Bullaun stone, Drummin, Co. Wicklow
Co. Wicklow |
Holy Sites & Wells
At the edge of a grazing field on a north-east facing slope in Drummin, Co. Wicklow, sits a granite boulder with a small oval hollow deliberately carved into its upper surface.
The hollow, roughly 25 by 22 centimetres across and about five centimetres deep, is the defining feature that makes this an unremarkable-looking stone something else entirely.
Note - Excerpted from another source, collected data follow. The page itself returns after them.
PR #3898, opened 2026-02-19
Add OCI pull-based install flow for skills

### LINKED ISSUE #3650: Skill service implementation

JAORMX:
## Summary

- When the `Install()` Name field contains an OCI reference (e.g., `ghcr.io/org/my-skill:v1`), the service pulls the artifact from the remote registry, extracts metadata and layer data, then feeds it through the existing extraction pipeline
- Two-step OCI reference detection: structural pre-check (`strings.ContainsAny` for `/:@`) + `go-containerregistry` `ParseReference` validation — provably disjoint from skill name character set
- No API schema changes — the existing `installSkillRequest.Name` field accepts both plain names and OCI references

### Security hardening

- **Context timeout**: 5-minute timeout on registry pulls prevents hangs from slow/malicious registries
- **Name mismatch = hard error**: Declared skill name must match the OCI reference repository name (supply chain defense per [Agent Skills spec](https://agentskills.io/specification))
- **Compressed layer size limit**: 50MB pre-check before loading into memory (prevents OOM before decompression limits kick in)
- **Layer media type validation**: Rejects unexpected content (must be `tar+gzip`)
- **Skill name validation**: `ValidateSkillName` on the config-extracted name
- **Existing protections apply**: Decompression bomb limit (500MB), per-file limit (100MB), file count (1000), path traversal rejection, symlink rejection, permission sanitization

Closes #3650

## Test plan

- [x] Table-driven `TestInstallFromOCI` with 10 cases: registry/store/pathResolver not configured, pull error, invalid skill name in artifact, name mismatch rejected (422), successful pull+install, version hydration from config, caller version preserved, invalid OCI reference (400)
- [x] Tests use real `ociskills.Store` + `Packager` for high-fidelity artifact creation
- [x] All existing tests pass (`task test`)
- [x] Lint clean (`task lint-fix` — 0 issues)

### DIFF
--- a/pkg/skills/skillsvc/skillsvc.go
+++ b/pkg/skills/skillsvc/skillsvc.go
@@ -144,16 +144,15 @@ func (s *service) Install(ctx context.Context, opts skills.InstallOptions) (*ski
 		opts.ProjectRoot = filepath.Clean(opts.ProjectRoot)
 	}
 
-	// Structural check: skill names never contain '/', ':', or '@'.
-	// OCI references always require at least one of these.
-	if strings.ContainsAny(opts.Name, "/:@") {
-		if _, err := nameref.ParseReference(opts.Name); err != nil {
-			return nil, httperr.WithCode(
-				fmt.Errorf("invalid OCI reference %q: %w", opts.Name, err),
-				http.StatusBadRequest,
-			)
-		}
-		return s.installFromOCI(ctx, opts, scope)
+	ref, isOCI, err := parseOCIReference(opts.Name)
+	if err != nil {
+		return nil, httperr.WithCode(
+			fmt.Errorf("invalid OCI reference %q: %w", opts.Name, err),
+			http.StatusBadRequest,
+		)
+	}
+	if isOCI {
+		return s.installFromOCI(ctx, opts, scope, ref)
 	}
 
 	// Plain skill name — validate and proceed with existing flow.
@@ -331,10 +330,27 @@ const ociPullTimeout = 5 * time.Minute
 // malicious artifact from causing OOM before the decompression limits kick in.
 const maxCompressedLayerSize int64 = 50 * 1024 * 1024 // 50 MB
 
+func parseOCIReference(name string) (nameref.Reference, bool, error) {
+	// Structural check: skill names never contain '/', ':', or '@'.
+	// OCI references always require at least one of these.
+	if !strings.ContainsAny(name, "/:@") {
+		return nil, false, nil
+	}
+
+	ref, err := nameref.ParseReference(name)
+	if err != nil {
+		return nil, true, err
+	}
+	return ref, true, nil
+}
+
 // installFromOCI pulls a skill artifact from a remote registry, extracts
 // metadata and layer data, then delegates to the standard extraction flow.
 func (s *service) installFromOCI(
-	ctx context.Context, opts skills.InstallOptions, scope skills.Scope,
+	ctx context.Context,
+	opts skills.InstallOptions,
+	scope skills.Scope,
+	ref nameref.Reference,
 ) (*skills.InstallResult, error) {
 	if s.registry == nil || s.ociStore == nil {
 		return nil, httperr.WithCode(
@@ -356,7 +372,10 @@ func (s *service) installFromOCI(
 
 	pulledDigest, err := s.registry.Pull(pullCtx, s.ociStore, ociRef)
 	if err != nil {
-		return nil, fmt.Errorf("pulling OCI artifact %q: %w", ociRef, err)
+		return nil, httperr.WithCode(
+			fmt.Errorf("pulling OCI artifact %q: %w", ociRef, err),
+			http.StatusBadGateway,
+		)
 	}
 
 	layerData, skillConfig, err := s.extractOCIContent(ctx, pulledDigest)
@@ -377,20 +396,18 @@ func (s *service) installFromOCI(
 	// match the repository name in the OCI reference. A mismatch could
 	// indicate a supply chain attack (e.g., a trusted reference pointing to
 	// an artifact that overwrites a different skill).
-	if ref, parseErr := nameref.ParseReference(ociRef); parseErr == nil {
-		repo := ref.Context().RepositoryStr()
-		if idx := strings.LastIndex(repo, "/"); idx >= 0 {
-			repo = repo[idx+1:]
-		}
-		if repo != skillConfig.Name {
-			return nil, httperr.WithCode(
-				fmt.Errorf(
-					"skill name %q in artifact does not match OCI reference repository %q",
-					skillConfig.Name, repo,
-				),
-				http.StatusUnprocessableEntity,
-			)
-		}
+	repo := ref.Context().RepositoryStr()
+	if idx := strings.LastIndex(repo, "/"); idx >= 0 {
+		repo = repo[idx+1:]
+	}
+	if repo != skillConfig.Name {
+		return nil, httperr.WithCode(
+			fmt.Errorf(
+				"skill name %q in artifact does not match OCI reference repository %q",
+				skillConfig.Name, repo,
+			),
+			http.StatusUnprocessableEntity,
+		)
 	}
 
 	// Hydrate install options from the pulled artifact.
@@ -401,6 +418,7 @@ func (s *service) installFromOCI(
 	if opts.Version == "" && skillConfig.Version != "" {
 		opts.Version = skillConfig.Version
 	}
+	// Note: version is optional; if both are empty, install without a version.
 
 	unlock := s.locks.lock(opts.Name, scope, opts.ProjectRoot)
 	defer unlock()
@@ -450,6 +468,8 @@ func (s *service) extractOCIContent(ctx context.Context, d digest.Digest) ([]byt
 		)
 	}
 
+	// Skills use a single-layer format (one tar.gz). Validate the first
+	// (and only expected) layer.
 	if manifest.Layers[0].MediaType != ocispec.MediaTypeImageLayerGzip {
 		return nil, nil, httperr.WithCode(
 			fmt.Errorf("unexpected layer media type %q, expected %q",
--- a/pkg/skills/skillsvc/skillsvc_test.go
+++ b/pkg/skills/skillsvc/skillsvc_test.go
@@ -5,6 +5,7 @@ package skillsvc
 
 import (
 	"context"
+	"encoding/json"
 	"fmt"
 	"net/http"
 	"os"
@@ -15,6 +16,8 @@ import (
 	"time"
 
 	godigest "github.com/opencontainers/go-digest"
+	specs "github.com/opencontainers/image-spec/specs-go"
+	ocispec "github.com/opencontainers/image-spec/specs-go/v1"
 	"github.com/stretchr/testify/assert"
 	"github.com/stretchr/testify/require"
 	"go.uber.org/mock/gomock"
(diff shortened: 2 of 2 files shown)


pkg/skills/skillsvc/skillsvc.go
```diff
@@ -303,6 +323,175 @@ func (s *service) Push(ctx context.Context, opts skills.PushOptions) error {
...
+	// name field matches the parent directory name; by extension, it should
+	// match the repository name in the OCI reference. A mismatch could
+	// indicate a supply chain attack (e.g., a trusted reference pointing to
+	// an artifact that overwrites a different skill).
+	if ref, parseErr := nameref.ParseReference(ociRef); parseErr == nil {
+		repo := ref.Context().RepositoryStr()
+		if idx := strings.LastIndex(repo, "/"); idx >= 0 {
+			repo = repo[idx+1:]
+		}
+		if repo != skillConfig.Name {
```
reyortiz3: does case sensitive matter here?

JAORMX: Per the Agent Skills spec, `name` must be lowercase and match the parent directory name, so the comparison is intended to be case-sensitive. We already validate the skill name (lowercase only), and OCI repo names are typically lowercase, so a mismatch here should indicate an invalid artifact or supply-chain issue rather than a casing quirk.

pkg/skills/skillsvc/skillsvc.go
```diff
@@ -141,6 +144,23 @@ func (s *service) Install(ctx context.Context, opts skills.InstallOptions) (*ski
...
+	// OCI references always require at least one of these.
+	if strings.ContainsAny(opts.Name, "/:@") {
+		if _, err := nameref.ParseReference(opts.Name); err != nil {
+			return nil, httperr.WithCode(
+				fmt.Errorf("invalid OCI reference %q: %w", opts.Name, err),
+				http.StatusBadRequest,
+			)
+		}
+		return s.installFromOCI(ctx, opts, scope)
+	}
```
aponcedeleonch, line 156: **Suggestion: Extract OCI reference detection into a reusable function**

The structural check (`strings.ContainsAny`) + `ParseReference` validation block could be extracted into a small helper like `classifyInstallName(name string) (isOCI bool, err error)`. This would:
- Improve readability of `Install()` (currently interleaving two concerns: routing and validation)
- Be independently testable
- Be reusable if other entry points (e.g., future "upgrade" or "info by OCI ref") need the same logic

Not a blocker — the current inline version is clear enough — but would improve maintainability.

pkg/skills/skillsvc/skillsvc.go
```diff
@@ -303,6 +323,175 @@ func (s *service) Push(ctx context.Context, opts skills.PushOptions) error {
...
+			)
+		}
+	}
+
+	// Hydrate install options from the pulled artifact.
+	opts.Name = skillConfig.Name
+	opts.LayerData = layerData
+	opts.Reference = ociRef
+	opts.Digest = pulledDigest.String()
+	if opts.Version == "" && skillConfig.Version != "" {
```
aponcedeleonch, line 418: **Clarify behavior when both version sources are empty**

If `opts.Version == ""` *and* `skillConfig.Version == ""` (which is valid — `SkillConfig.Version` is `omitempty`), then `opts.Version` stays empty and the skill is installed with no version.

Is this intentional? If so, a brief comment here would help future readers understand the expected fallthrough. If a version is considered required for OCI-sourced installs, this should be validated.

```suggestion
	if opts.Version == "" && skillConfig.Version != "" {
		opts.Version = skillConfig.Version
	}
	// Note: if both are empty, the skill is installed without a version.
	// This is valid — version is optional in the Agent Skills spec.
```

pkg/skills/skillsvc/skillsvc.go
```diff
@@ -303,6 +323,175 @@ func (s *service) Push(ctx context.Context, opts skills.PushOptions) error {
...
+		)
+	}
+
+	// Supply chain defense: the declared skill name must match the last path
+	// component of the OCI reference. The Agent Skills spec requires that the
+	// name field matches the parent directory name; by extension, it should
+	// match the repository name in the OCI reference. A mismatch could
+	// indicate a supply chain attack (e.g., a trusted reference pointing to
+	// an artifact that overwrites a different skill).
+	if ref, parseErr := nameref.ParseReference(ociRef); parseErr == nil {
```
aponcedeleonch: **Avoid redundant `ParseReference` call — or make the error path explicit**

`ParseReference(ociRef)` was already validated successfully in `Install()` (line 150). This second call silently skips the entire name-mismatch check if parsing somehow fails (`if parseErr == nil`), which:
1. Is a dead code path (can't actually fail here)
2. Could mask a real bug if the code is restructured later

Consider either:
- Passing the already-parsed `nameref.Reference` as a parameter to `installFromOCI`
- Changing `if parseErr == nil` to a hard error (`return nil, fmt.Errorf("BUG: ...)`) since failure here indicates a programming error

pkg/skills/skillsvc/skillsvc.go
```diff
@@ -303,6 +323,175 @@ func (s *service) Push(ctx context.Context, opts skills.PushOptions) error {
...
+	}
+
+	ociRef := opts.Name
+
+	pullCtx, cancel := context.WithTimeout(ctx, ociPullTimeout)
+	defer cancel()
+
+	pulledDigest, err := s.registry.Pull(pullCtx, s.ociStore, ociRef)
+	if err != nil {
+		return nil, fmt.Errorf("pulling OCI artifact %q: %w", ociRef, err)
```
aponcedeleonch: **Minor: Inconsistent error wrapping**

This error doesn't include an `httperr.WithCode()`, so it will bubble up to the API handler without an explicit HTTP status code. Compare with the similar nil-check errors above (lines 341, 346) which use `http.StatusInternalServerError`.

Depending on how the handler defaults, this might result in a 500 anyway, but wrapping it explicitly would be more consistent.

pkg/skills/skillsvc/skillsvc.go
```diff
@@ -303,6 +323,175 @@ func (s *service) Push(ctx context.Context, opts skills.PushOptions) error {
...
+	}
+
+	if len(manifest.Layers) == 0 {
+		return nil, nil, httperr.WithCode(
+			errors.New("OCI manifest contains no layers"),
+			http.StatusUnprocessableEntity,
+		)
+	}
+
+	if manifest.Layers[0].MediaType != ocispec.MediaTypeImageLayerGzip {
```
aponcedeleonch, line 473: **Nit: Document single-layer assumption**

The code consistently uses `manifest.Layers[0]` for media type, size, and blob retrieval. This is correct for the current skill format (single tar.gz layer), but a brief comment documenting this assumption would help future readers — especially if multi-layer artifacts are ever introduced.

Something like:
```go
// Skills use a single-layer format (one tar.gz). Validate the first
// (and only expected) layer.
```

pkg/skills/skillsvc/skillsvc_test.go
```diff
@@ -422,6 +422,280 @@ func TestInstallWithExtraction(t *testing.T) {
...
+			}
+			if tt.wantRefSaved != "" {
+				assert.Equal(t, tt.wantRefSaved, result.Skill.Reference)
+			}
+		})
+	}
+}
+
 func TestUninstall(t *testing.T) {
 	t.Parallel()
```
aponcedeleonch, line 768: **Missing test: oversized layer rejection**

The `maxCompressedLayerSize` check (50MB limit) in `extractOCIContent` doesn't have a corresponding test case. Consider adding a test that creates an artifact with `manifest.Layers[0].Size > maxCompressedLayerSize` to verify the 422 rejection path.

Also minor: the `"registry not configured"` and `"ociStore not configured"` cases exercise very similar code paths (both hit the nil guard at the top of `installFromOCI`). Not a big deal, but they're near-duplicates.

aponcedeleonch (dismissed):

pkg/skills/skillsvc/skillsvc.go
JAORMX: Extracted OCI ref detection into parseOCIReference and pass the parsed ref into installFromOCI for reuse and readability. Fixed in 174357ec.

pkg/skills/skillsvc/skillsvc.go
JAORMX: Added a note clarifying the optional-version behavior; if both are empty we install without a version per spec. Fixed in 174357ec.

pkg/skills/skillsvc/skillsvc.go
JAORMX: Removed the redundant ParseReference by passing the parsed ref into installFromOCI. Fixed in 174357ec.

pkg/skills/skillsvc/skillsvc.go
JAORMX: Wrapped the pull error with httperr.WithCode (502) for explicit status consistency. Fixed in 174357ec.

pkg/skills/skillsvc/skillsvc.go
JAORMX: Documented the single-layer assumption before the layer validation. Fixed in 174357ec.

pkg/skills/skillsvc/skillsvc_test.go
JAORMX: Added an oversized layer rejection test (layer size > maxCompressedLayerSize) to assert the 422 path. Fixed in 174357ec.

Bullaun stones are boulders, usually granite, into which one or more cup-shaped basins have been ground or pecked, almost certainly by human hands. They appear across Ireland in considerable numbers, often near early medieval ecclesiastical sites, though their precise purpose remains genuinely uncertain. Some were likely used for grinding, others are associated with folk cures and votive practice, with rainwater collecting in the basins considered to have curative properties. The Drummin example measures 1.1 metres by 0.7 metres and stands around 0.6 metres high, a solid, low-slung stone that would be easy to walk past without a second glance. Its current position on the field margin is almost certainly not original; it was most likely shunted aside during agricultural clearance of the adjacent ground, which is a common fate for these stones and one that severs whatever spatial relationship they once had with a nearby site or feature.